*PROBLEM TO WORK ON*: Some entries follow. Reproduce exactly the lines starting at the one with "PR #531, opened 2026-06-20" and stopping after the one with "### Problem".

*Collected data*:
********

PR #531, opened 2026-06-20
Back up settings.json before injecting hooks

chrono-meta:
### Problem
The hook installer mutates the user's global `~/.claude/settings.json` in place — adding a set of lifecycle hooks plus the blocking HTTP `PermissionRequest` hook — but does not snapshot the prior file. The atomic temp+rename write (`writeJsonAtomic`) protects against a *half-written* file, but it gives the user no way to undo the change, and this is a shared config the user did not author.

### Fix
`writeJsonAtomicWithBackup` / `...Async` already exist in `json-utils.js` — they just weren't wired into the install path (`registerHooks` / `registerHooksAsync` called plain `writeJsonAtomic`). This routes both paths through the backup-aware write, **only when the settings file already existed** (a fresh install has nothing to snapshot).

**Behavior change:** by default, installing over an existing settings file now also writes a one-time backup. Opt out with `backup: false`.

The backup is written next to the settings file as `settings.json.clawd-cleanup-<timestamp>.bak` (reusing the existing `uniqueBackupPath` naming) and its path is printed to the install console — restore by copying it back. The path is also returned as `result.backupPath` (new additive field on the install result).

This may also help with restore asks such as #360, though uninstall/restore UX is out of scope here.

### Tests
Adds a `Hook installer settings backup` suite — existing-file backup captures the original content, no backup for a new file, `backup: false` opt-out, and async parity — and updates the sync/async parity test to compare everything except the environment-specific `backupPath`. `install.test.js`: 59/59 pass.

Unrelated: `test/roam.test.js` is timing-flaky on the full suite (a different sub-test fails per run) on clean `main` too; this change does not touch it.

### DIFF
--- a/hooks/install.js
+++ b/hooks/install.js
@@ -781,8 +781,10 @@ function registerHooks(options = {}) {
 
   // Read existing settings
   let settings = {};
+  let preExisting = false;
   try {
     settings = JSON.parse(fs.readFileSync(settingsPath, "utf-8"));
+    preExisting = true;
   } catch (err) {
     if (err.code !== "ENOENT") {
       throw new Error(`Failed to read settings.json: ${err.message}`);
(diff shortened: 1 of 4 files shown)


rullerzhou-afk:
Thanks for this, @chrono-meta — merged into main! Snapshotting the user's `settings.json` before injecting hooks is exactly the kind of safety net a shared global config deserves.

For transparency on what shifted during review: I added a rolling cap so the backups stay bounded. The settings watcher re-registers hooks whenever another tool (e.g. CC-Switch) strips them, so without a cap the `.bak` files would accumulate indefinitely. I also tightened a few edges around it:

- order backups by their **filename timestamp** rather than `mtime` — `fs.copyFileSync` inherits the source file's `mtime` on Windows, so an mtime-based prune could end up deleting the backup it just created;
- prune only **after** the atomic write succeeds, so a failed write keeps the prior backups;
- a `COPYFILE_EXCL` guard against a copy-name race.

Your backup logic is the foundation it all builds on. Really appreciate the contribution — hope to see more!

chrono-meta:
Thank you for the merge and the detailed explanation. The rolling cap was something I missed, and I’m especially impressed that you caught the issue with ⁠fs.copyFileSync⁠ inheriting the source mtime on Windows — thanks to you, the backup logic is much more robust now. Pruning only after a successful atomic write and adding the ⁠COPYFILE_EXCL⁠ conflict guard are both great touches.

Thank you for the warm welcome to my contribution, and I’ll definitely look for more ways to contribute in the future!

********

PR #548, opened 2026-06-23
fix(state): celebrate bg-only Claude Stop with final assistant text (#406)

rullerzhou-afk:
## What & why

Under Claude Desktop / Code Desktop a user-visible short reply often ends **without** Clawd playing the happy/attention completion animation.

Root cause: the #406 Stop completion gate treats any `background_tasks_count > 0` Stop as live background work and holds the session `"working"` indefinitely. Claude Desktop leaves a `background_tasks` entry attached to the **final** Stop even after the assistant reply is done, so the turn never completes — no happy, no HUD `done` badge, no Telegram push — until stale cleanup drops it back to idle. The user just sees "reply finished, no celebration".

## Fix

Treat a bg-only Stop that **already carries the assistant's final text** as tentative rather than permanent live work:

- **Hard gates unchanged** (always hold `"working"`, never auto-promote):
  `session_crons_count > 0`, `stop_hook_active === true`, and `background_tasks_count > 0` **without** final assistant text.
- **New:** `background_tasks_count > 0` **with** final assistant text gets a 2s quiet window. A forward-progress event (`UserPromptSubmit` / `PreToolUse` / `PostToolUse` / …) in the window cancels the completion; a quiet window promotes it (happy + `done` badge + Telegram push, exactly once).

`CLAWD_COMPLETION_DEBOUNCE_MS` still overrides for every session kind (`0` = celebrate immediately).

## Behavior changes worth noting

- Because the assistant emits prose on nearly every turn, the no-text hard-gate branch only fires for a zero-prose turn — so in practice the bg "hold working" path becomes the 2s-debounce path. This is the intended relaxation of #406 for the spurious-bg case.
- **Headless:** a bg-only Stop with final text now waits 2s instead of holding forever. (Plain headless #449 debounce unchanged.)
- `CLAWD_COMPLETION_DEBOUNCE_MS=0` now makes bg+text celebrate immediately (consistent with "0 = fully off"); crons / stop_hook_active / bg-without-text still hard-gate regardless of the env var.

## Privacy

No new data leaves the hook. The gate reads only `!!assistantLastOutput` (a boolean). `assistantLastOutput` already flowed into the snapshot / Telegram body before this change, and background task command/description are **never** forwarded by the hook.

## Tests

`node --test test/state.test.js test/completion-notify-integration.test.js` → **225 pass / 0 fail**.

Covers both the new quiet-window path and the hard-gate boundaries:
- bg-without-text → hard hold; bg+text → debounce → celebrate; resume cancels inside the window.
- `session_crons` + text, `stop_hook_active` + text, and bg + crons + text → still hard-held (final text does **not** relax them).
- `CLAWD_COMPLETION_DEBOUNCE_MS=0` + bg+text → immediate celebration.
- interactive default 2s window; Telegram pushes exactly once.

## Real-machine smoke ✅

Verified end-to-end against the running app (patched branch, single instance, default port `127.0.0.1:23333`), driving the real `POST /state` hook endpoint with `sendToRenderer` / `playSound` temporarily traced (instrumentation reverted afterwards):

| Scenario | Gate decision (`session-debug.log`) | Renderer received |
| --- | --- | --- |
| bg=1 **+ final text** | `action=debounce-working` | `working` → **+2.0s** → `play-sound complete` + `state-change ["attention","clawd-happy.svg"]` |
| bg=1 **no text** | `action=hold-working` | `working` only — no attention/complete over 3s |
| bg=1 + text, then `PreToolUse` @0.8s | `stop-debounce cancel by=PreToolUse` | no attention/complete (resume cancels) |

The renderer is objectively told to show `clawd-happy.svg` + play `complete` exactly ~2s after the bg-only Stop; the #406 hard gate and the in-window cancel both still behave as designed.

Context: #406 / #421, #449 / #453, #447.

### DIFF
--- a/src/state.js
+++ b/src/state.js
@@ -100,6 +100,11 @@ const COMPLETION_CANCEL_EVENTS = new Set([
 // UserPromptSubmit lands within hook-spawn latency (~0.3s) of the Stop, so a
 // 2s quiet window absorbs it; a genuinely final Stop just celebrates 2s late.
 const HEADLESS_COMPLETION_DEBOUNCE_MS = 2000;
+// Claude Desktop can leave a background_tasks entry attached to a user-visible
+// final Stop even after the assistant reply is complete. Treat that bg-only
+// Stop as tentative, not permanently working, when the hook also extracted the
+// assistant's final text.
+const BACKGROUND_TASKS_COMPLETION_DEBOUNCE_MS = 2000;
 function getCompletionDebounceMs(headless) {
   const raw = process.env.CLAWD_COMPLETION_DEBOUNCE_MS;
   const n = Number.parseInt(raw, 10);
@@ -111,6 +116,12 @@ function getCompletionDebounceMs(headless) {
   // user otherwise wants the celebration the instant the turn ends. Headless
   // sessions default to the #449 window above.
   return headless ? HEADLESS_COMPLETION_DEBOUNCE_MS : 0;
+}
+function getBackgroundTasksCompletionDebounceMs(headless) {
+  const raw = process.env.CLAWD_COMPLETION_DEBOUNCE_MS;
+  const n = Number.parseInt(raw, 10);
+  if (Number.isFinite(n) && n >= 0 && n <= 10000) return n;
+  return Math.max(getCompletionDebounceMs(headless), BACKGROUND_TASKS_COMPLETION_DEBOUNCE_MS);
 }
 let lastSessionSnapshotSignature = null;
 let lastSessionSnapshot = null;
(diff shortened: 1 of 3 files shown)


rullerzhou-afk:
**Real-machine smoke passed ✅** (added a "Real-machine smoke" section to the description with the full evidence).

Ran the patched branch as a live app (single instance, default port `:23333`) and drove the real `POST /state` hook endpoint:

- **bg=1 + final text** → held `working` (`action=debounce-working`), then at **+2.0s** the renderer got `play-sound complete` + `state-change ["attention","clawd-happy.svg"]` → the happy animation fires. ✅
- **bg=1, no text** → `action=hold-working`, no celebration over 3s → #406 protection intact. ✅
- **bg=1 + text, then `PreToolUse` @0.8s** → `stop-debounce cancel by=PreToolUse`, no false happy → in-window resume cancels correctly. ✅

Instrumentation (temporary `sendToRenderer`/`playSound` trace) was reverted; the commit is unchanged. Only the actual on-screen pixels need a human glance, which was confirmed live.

********

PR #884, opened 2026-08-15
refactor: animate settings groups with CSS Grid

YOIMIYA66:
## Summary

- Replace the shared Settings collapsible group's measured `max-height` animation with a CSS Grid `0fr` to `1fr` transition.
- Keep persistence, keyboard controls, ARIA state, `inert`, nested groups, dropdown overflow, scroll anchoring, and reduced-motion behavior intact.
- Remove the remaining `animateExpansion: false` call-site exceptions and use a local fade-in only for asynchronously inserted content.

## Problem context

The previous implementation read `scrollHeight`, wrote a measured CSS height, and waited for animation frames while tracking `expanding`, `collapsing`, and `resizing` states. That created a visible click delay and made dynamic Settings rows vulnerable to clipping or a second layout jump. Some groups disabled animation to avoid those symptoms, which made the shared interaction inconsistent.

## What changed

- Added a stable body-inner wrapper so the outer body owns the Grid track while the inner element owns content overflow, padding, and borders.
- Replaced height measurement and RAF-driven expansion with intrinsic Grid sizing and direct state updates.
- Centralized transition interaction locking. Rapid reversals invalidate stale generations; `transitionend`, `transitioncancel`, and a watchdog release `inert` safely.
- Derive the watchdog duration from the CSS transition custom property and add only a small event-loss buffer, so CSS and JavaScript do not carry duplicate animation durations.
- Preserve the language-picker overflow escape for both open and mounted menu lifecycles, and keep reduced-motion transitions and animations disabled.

********

*SOLUTION FOR THIS PROBLEM*:
PR #531, opened 2026-06-20
Back up settings.json before injecting hooks

chrono-meta:
### Problem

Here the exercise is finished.